* EXERCISE INSTRUCTIONS
Give a single number in reply. It is the count of lines below that contain the string "worth".

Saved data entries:
↓

Issue #2716, opened 2022-10-17
Mark plugin API as Experimental/Unstable


IgnatBeresnev:
Currently there's no indication that Dokka's plugin API is not stable

An experimental/unstable opt-in annotation should be created and put on an entry point, probably `DokkaPlugin`, which all plugins should override.

PR #2743, opened 2022-11-09
Mark Plugin Api as experimental

vmishenev:
#2716

### DIFF
--- a/core/src/main/kotlin/plugability/DokkaPlugin.kt
+++ b/core/src/main/kotlin/plugability/DokkaPlugin.kt
@@ -9,6 +9,11 @@ import kotlin.properties.ReadOnlyProperty
 import kotlin.reflect.KProperty
 import kotlin.reflect.KProperty1
 
+@RequiresOptIn(level = RequiresOptIn.Level.WARNING, message = "The Plugin API is experimental. It can be incompatibly changed in the future.")
+@Target(AnnotationTarget.CLASS, AnnotationTarget.FUNCTION, AnnotationTarget.FIELD)
+@Retention(AnnotationRetention.BINARY)
+annotation class ExperimentalDokkaPluginApi
+
 abstract class DokkaPlugin {
     private val extensionDelegates = mutableListOf<KProperty<*>>()
     private val unsafePlugins = mutableListOf<Lazy<Extension<*, *, *>>>()
@@ -25,8 +30,10 @@ abstract class DokkaPlugin {
         )
     }
 
+    @OptIn(ExperimentalDokkaPluginApi::class)
     protected fun <T : Any> extending(definition: ExtendingDSL.() -> Extension<T, *, *>) = ExtensionProvider(definition)
 
+    @ExperimentalDokkaPluginApi
     protected class ExtensionProvider<T : Any> internal constructor(
         private val definition: ExtendingDSL.() -> Extension<T, *, *>
     ) {
@@ -56,15 +63,18 @@ interface WithUnsafeExtensionSuppression {
 
 interface ConfigurableBlock
 
+@ExperimentalDokkaPluginApi
 inline fun <reified P : DokkaPlugin, reified E : Any> P.query(extension: P.() -> ExtensionPoint<E>): List<E> =
     context?.let { it[extension()] } ?: throwIllegalQuery()
 
+@ExperimentalDokkaPluginApi
 inline fun <reified P : DokkaPlugin, reified E : Any> P.querySingle(extension: P.() -> ExtensionPoint<E>): E =
     context?.single(extension()) ?: throwIllegalQuery()
 
 fun throwIllegalQuery(): Nothing =
     throw IllegalStateException("Querying about plugins is only possible with dokka context initialised")
 
+@ExperimentalDokkaPluginApi
 inline fun <reified T : DokkaPlugin, reified R : ConfigurableBlock> configuration(context: DokkaContext): R? =
     context.configuration.pluginsConfiguration.firstOrNull { it.fqPluginName == T::class.qualifiedName }
         ?.let { configuration ->
--- a/build.gradle.kts
+++ b/build.gradle.kts
@@ -22,6 +22,7 @@ allprojects {
         kotlinOptions {
             freeCompilerArgs = freeCompilerArgs + listOf(
                 "-opt-in=kotlin.RequiresOptIn",
+                "-opt-in=org.jetbrains.dokka.plugability.ExperimentalDokkaPluginApi",
                 "-Xjsr305=strict",
                 "-Xskip-metadata-version-check",
                 // need 1.4 support, otherwise there might be problems with Gradle 6.x (it's bundling Kotlin 1.4)
--- a/core/api/core.api
+++ b/core/api/core.api
@@ -4378,6 +4378,9 @@ public final class org/jetbrains/dokka/plugability/DokkaPluginKt {
 	public static final fun throwIllegalQuery ()Ljava/lang/Void;
 }
 
+public abstract interface annotation class org/jetbrains/dokka/plugability/ExperimentalDokkaPluginApi : java/lang/annotation/Annotation {
+}
+
 public final class org/jetbrains/dokka/plugability/ExtendingDSL {
 	public fun <init> (Ljava/lang/String;Ljava/lang/String;)V
 	public final fun applyIf (Lorg/jetbrains/dokka/plugability/Extension;Lkotlin/jvm/functions/Function1;)Lorg/jetbrains/dokka/plugability/Extension;


plugins/build.gradle.kts
```diff
@@ -27,4 +28,11 @@ subprojects {
             showStackTraces = true
         }
     }
+    tasks.withType(KotlinCompile::class).all {
+        kotlinOptions {
+            freeCompilerArgs = freeCompilerArgs + listOf(
+                "-opt-in=org.jetbrains.dokka.plugability.ExperimentalDokkaPluginApi"
+            )
+        }
+    }
```
IgnatBeresnev, line 37: While convenient, it might hide user annoyances/problems since we wouldn't be dogfooding our own plugin API

If current changes require plugin authors to add too many annoying `OptIn` annotations and they use similar approaches to just suppress all warnings (present and future), it makes the annotation kind of useless

Let's remove it and just opt in place where it's needed? Then we can see better how it'll be used and it would add transparency to our own plugins

core/src/main/kotlin/plugability/DokkaPlugin.kt
```diff
@@ -9,6 +9,11 @@ import kotlin.properties.ReadOnlyProperty
 import kotlin.reflect.KProperty
 import kotlin.reflect.KProperty1
 
+@RequiresOptIn(level = RequiresOptIn.Level.WARNING, message = "The Plugin API is experimental. It can be incompatibly changed in the future.")
+@Target(AnnotationTarget.CLASS, AnnotationTarget.FUNCTION, AnnotationTarget.FIELD)
+@Retention(AnnotationRetention.BINARY)
+annotation class ExperimentalDokkaPluginApi
```
IgnatBeresnev, line 15: I wonder if it should be named `PluginApiPreview` instead (or something similar with `Preview`). Two reasons:

`ExperimentalDokkaPluginApi` sounds too generic, like something that should be used selectively and for features/api with smaller scope. If we introduce it now with this name and make users suppress it on plugin/file/project level, they will probably never remove it as long as there's some experimental API and the annotation is "used". However, they won't know that some API became stable and some other API (including new) became experimental.

With `Preview`, we're clearly grouping a set of API (all of it in our case) under one annotation. After we revise plugin API, we can remove the `Preview` annotation and the user should hopefully notice it (useless `OptIn` annotation inspection).

However, I am almost certain that after we revise the API, not all of it will become stable - this is where `ExperimentalDokkaPluginApi` would come in handy. We'd make, for example, 90% of API stable, and then mark remaining 10% with `ExperimentalDokkaPluginApi` (or something similar, maybe also under a group if possible).

___

`Experimental` sounds scary, as if we can remove it altogether without providing a migration path or even an alternative. I would be scared to build plugins around that. `Preview` indicates to me that some thought was put into designing the API, but it's not final yet and it might change, but not to the point where your plugin cannot exist anymore. The latter seems to be our case - we'll most likely just refactor it: name/package changes, data class to class migration, enum to sealed object, move extension points around, etc. All of these changes, even though breaking, are manageable with proper migration guides. So `Preview` to me better describes awaiting changes

core/src/main/kotlin/plugability/DokkaPlugin.kt
```diff
@@ -9,6 +9,12 @@ import kotlin.properties.ReadOnlyProperty
 import kotlin.reflect.KProperty
 import kotlin.reflect.KProperty1
 
+@RequiresOptIn(level = RequiresOptIn.Level.WARNING, message = "The Plugin API is preview. It is not final yet and it might change, but not to the point where a Dokka plugin cannot exist anymore.")
```
IgnatBeresnev, line 12: Feels like it should sound more official

Took inspiration from `FlowPreview`

```suggestion
@RequiresOptIn(
    level = RequiresOptIn.Level.WARNING,
    message = "All of Dokka's plugin API is in preview and it can be changed " +
            "in a backwards-incompatible manner with a best-effort migration. " +
            "By opting in, you acknowledge the risks of relying on preview API."
)
```

IgnatBeresnev:
In case you missed it:

```text
> Task :plugins:all-modules-page:compileTestKotlin FAILED
e: warnings found and -Werror specified
w: D:\a\dokka\dokka\plugins\all-modules-page\src\test\kotlin\MultiModuleDokkaTestGenerator.kt: (21, 29): All of Dokka's plugin API is in preview and it can be changed in a backwards-incompatible manner with a best-effort migration. By opting in, you acknowledge the risks of relying on preview API.
w: D:\a\dokka\dokka\plugins\all-modules-page\src\test\kotlin\MultiModuleDokkaTestGenerator.kt: (21, 44): All of Dokka's plugin API is in preview and it can be changed in a backwards-incompatible manner with a best-effort migration. By opting in, you acknowledge the risks of relying on preview API.
w: D:\a\dokka\dokka\plugins\all-modules-page\src\test\kotlin\MultiModuleDokkaTestGenerator.kt: (26, 5): All of Dokka's plugin API is in preview and it can be changed in a backwards-incompatible manner with a best-effort migration. By opting in, you acknowledge the risks of relying on preview API.
w: D:\a\dokka\dokka\plugins\all-modules-page\src\test\kotlin\MultiModuleDokkaTestGenerator.kt: (26, 23): All of Dokka's plugin API is in preview and it can be changed in a backwards-incompatible manner with a best-effort migration. By opting in, you acknowledge the risks of relying on preview API.
w: D:\a\dokka\dokka\plugins\all-modules-page\src\test\kotlin\MultiModuleDokkaTestGenerator.kt: (32, 28): All of Dokka's plugin API is in preview and it can be changed in a backwards-incompatible manner with a best-effort migration. By opting in, you acknowledge the risks of relying on preview API.
w: D:\a\dokka\dokka\plugins\all-modules-page\src\test\kotlin\MultiModuleDokkaTestGenerator.kt: (32, 69): All of Dokka's plugin API is in preview and it can be changed in a backwards-incompatible manner with a best-effort migration. By opting in, you acknowledge the risks of relying on preview API.
w: D:\a\dokka\dokka\plugins\all-modules-page\src\test\kotlin\MultiModuleDokkaTestGenerator.kt: (32, 87): All of Dokka's plugin API is in preview and it can be changed in a backwards-incompatible manner with a best-effort migration. By opting in, you acknowledge the risks of relying on preview API.
w: D:\a\dokka\dokka\plugins\all-modules-page\src\test\kotlin\templates\MultiModuleDocumentationTest.kt: (42, 9): All of Dokka's plugin API is in preview and it can be changed in a backwards-incompatible manner with a best-effort migration. By opting in, you acknowledge the risks of relying on preview API.
w: D:\a\dokka\dokka\plugins\all-modules-page\src\test\kotlin\templates\ResolveLinkCommandResolutionTest.kt: (62, 9): All of Dokka's plugin API is in preview and it can be changed in a backwards-incompatible manner with a best-effort migration. By opting in, you acknowledge the risks of relying on preview API.
w: D:\a\dokka\dokka\plugins\all-modules-page\src\test\kotlin\templates\ResolveLinkCommandResolutionTest.kt: (91, 9): All of Dokka's plugin API is in preview and it can be changed in a backwards-incompatible manner with a best-effort migration. By opting in, you acknowledge the risks of relying on preview API.
w: D:\a\dokka\dokka\plugins\all-modules-page\src\test\kotlin\templates\ResolveLinkGfmCommandResolutionTest.kt: (57, 9): All of Dokka's plugin API is in preview and it can be changed in a backwards-incompatible manner with a best-effort migration. By opting in, you acknowledge the risks of relying on preview API.
w: D:\a\dokka\dokka\plugins\all-modules-page\src\test\kotlin\templates\ResolveLinkGfmCommandResolutionTest.kt: (57, 55): All of Dokka's plugin API is in preview and it can be changed in a backwards-incompatible manner with a best-effort migration. By opting in, you acknowledge the risks of relying on preview API.

FAILURE: Build completed with 2 failures.

1: Task failed with an exception.
-----------
* What went wrong:
Execution failed for task ':plugins:all-modules-page:compileTestKotlin'.
> A failure occurred while executing org.jetbrains.kotlin.compilerRunner.GradleCompilerRunnerWithWorkers$GradleKotlinCompilerWorkAction
   > Compilation error. See log for more details
```

plugins/build.gradle.kts
vmishenev: For a test task, it is the easiest way to add it in the script, otherwise, we would have `OptIn` in every file of tests.

IgnatBeresnev: It is the easiest for us, but it hides this and future problems. 

If plugin writers have to use `@OptIn` in every single test file, it's annoying, and they will either have to do it for every single class, or will have to suppress it like above, which is not obvious and needs to be googled.

Is there no way to suppress it (opt-in) for the base `testInline` or `BaseAbstractTest` declarations, so that it doesn't require the users to opt in?

vmishenev: `DokkaPlugin` is a part of `testInline` signature. 
Changing  `testInline` is not worth it

core/src/main/kotlin/plugability/DokkaPlugin.kt
```diff
@@ -9,13 +9,25 @@ import kotlin.properties.ReadOnlyProperty
...
+
 abstract class DokkaPlugin {
     private val extensionDelegates = mutableListOf<KProperty<*>>()
     private val unsafePlugins = mutableListOf<Lazy<Extension<*, *, *>>>()
 
     @PublishedApi
     internal var context: DokkaContext? = null
 
+    @PreviewDokkaPluginApi
+    protected abstract fun previewDokkaPluginApiEmptyMethod()
```
IgnatBeresnev, line 30: Some concerns with this method:

1. Whenever you override the method in IDEA, it propagates the annotation by default. You can even see it [below](https://github.com/Kotlin/dokka/pull/2743/files#diff-09b22991ead3a3b6b27039712b0391a89941978b85ae77f60016bf9ae39226ab) in one of our own plugins. So the user doesn't have to opt-in, and they don't even see the opt-in message.
2. The name doesn't reflect the intention, it's not very clear what this "empty method" is supposed to mean.
3. The return type can be confusing. Having to override a method that has an empty body feels wrong for some reason.
4. No documentation for the method. The opt-in annotation has the main message, but I think it's worth adding a simple explanation for why the method exists.

I like what Gradle did with Gradle Enterprise, where you have to set "yes" for `termsOfServiceAgree`:
https://github.com/Kotlin/dokka/blob/7544a215fb580ae0c47d1f397334f150d1a1ec65/settings.gradle.kts#L56-L62

It'd be nice to have something similar if we stick to the abstract function idea.

Maybe there's an obvious or just a better way to address the concerns I have (cc @qwwdfsad), but in the short time that I have I could only come up with the following:

```kotlin
enum class PluginApiPreviewAcknowledgement {
    @DokkaPluginApiPreview
    YES
}

abstract class DokkaPlugin {
    ...
    abstract fun pluginApiPreviewAcknowledgement(): PluginApiPreviewAcknowledgement
    ...
}
```

It could then be overridden in a plugin with

```kotlin
class GfmPlugin : DokkaPlugin() {
    ...
    @OptIn(DokkaPluginApiPreview::class)
    override fun pluginApiPreviewAcknowledgement(): PluginApiPreviewAcknowledgement {
        return PluginApiPreviewAcknowledgement.YES
    }
    ...
}
```

There's only one option to choose from, and when you use it - you have to opt in, which that makes you read the message, and it doesn't require to use the opt-in annotation in more than one place.

IgnatBeresnev (commented):
We should check for backward compatibility as well in case you haven't. That is, what happens if a plugin that was written for Dokka 1.7.20 (an existing artifact) is used in conjunction with with Dokka 1.8.10

core/src/main/kotlin/plugability/DokkaPlugin.kt
vmishenev: As for me, I do not against it.

Can you clarify this point? I have not understood this case. What do you mean?
> So the user doesn't have to opt-in, and they don't even see the opt-in message.

IgnatBeresnev: > Can you clarify this point? I have not understood this case. What do you mean?

You don't have to write `@OptIn(DokkaPluginApiPreview::class)` with the current approach, see [AndroidDocumentationPlugin](https://github.com/Kotlin/dokka/pull/2743/files#diff-09b22991ead3a3b6b27039712b0391a89941978b85ae77f60016bf9ae39226ab) or any other

qwwdfsad: Nice catch with IDE propagation!

>Can you clarify this point? I have not understood this case. What do you mean?

Right now, if one implements `DokkaPlugin` and uses IDEA to autogenerate method bodies (alt+enter -> Implement members), IDEA automatically opt-ins:

```
class Foo : DokkaPlugin {
   
}
```

alt+enter -> enter -> enter ->

```
class Foo : DokkaPlugin {
    @DokkaPluginApiPreview // <- THIS LINE
   override fun previewDokkaPluginApiEmptyMethod() {}
}
```

and the user effectively does not receive opt-in message at all.

I am not really fond of additional steps with `pluginApiPreviewAcknowledgement = YES` (hello there, Gradle build scans), but it seems to be the only option.

TL;DR

* We have a preview annotation
* Abstract method itself is not marked with this annotation
* Method return type is singleton (`object`) with a meaningful name, so users don't any options except return this object immediately and explicitly opt-in.

The name of the method and object is subject to bikeshed, so pick any you like. The key here is to have a meaningful documentation (that mentions the purpose of the method, the fact it is not used and the example of implementation) and meaningful opt-in message

qwwdfsad: (on a side note, we already have the concept of "enum with a single entry to emulate singleton", it's `object` :))

IgnatBeresnev: Note: since it marks the whole function as `@RequiresOptIn`, we'll have to suppress it on our end so that we don't see the warning in our logs.

<details>
<summary>screenshot</summary>



</details>

IgnatBeresnev: (just in case: I'm fine with both object and enum entry solutions, whichever one you prefer)

vmishenev: In case of entry, IDE generetes :

core/src/main/kotlin/plugability/DokkaPlugin.kt
```diff
@@ -9,13 +9,32 @@ import kotlin.properties.ReadOnlyProperty
...
+
 abstract class DokkaPlugin {
     private val extensionDelegates = mutableListOf<KProperty<*>>()
     private val unsafePlugins = mutableListOf<Lazy<Extension<*, *, *>>>()
 
     @PublishedApi
     internal var context: DokkaContext? = null
 
+    @DokkaPluginApiPreview
+    protected abstract fun warnDokkaPluginApiIsInPreviewEmptyMethod(): PluginApiPreviewAcknowledgement
```
IgnatBeresnev, line 37: It's unclear what the `EmptyMethod` in the name is supposed to indicate. The intended behaviour, I think, is that the user returns `PluginApiPreviewAcknowledgement`, so it will not be empty. I don't think it can considered to be empty even if it has the default `TODO()`. Proposing to rename it so that it's the same as the enum - `pluginApiPreviewAcknowledgement`.

Can you also add a `@see [PluginApiPreviewAcknowledgement]` to the KDoc (or vise versa)? Users will most likely first look at the documentation of the method itself, not the return type

IgnatBeresnev (approved):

↑

* EXERCISE RESPONSE
2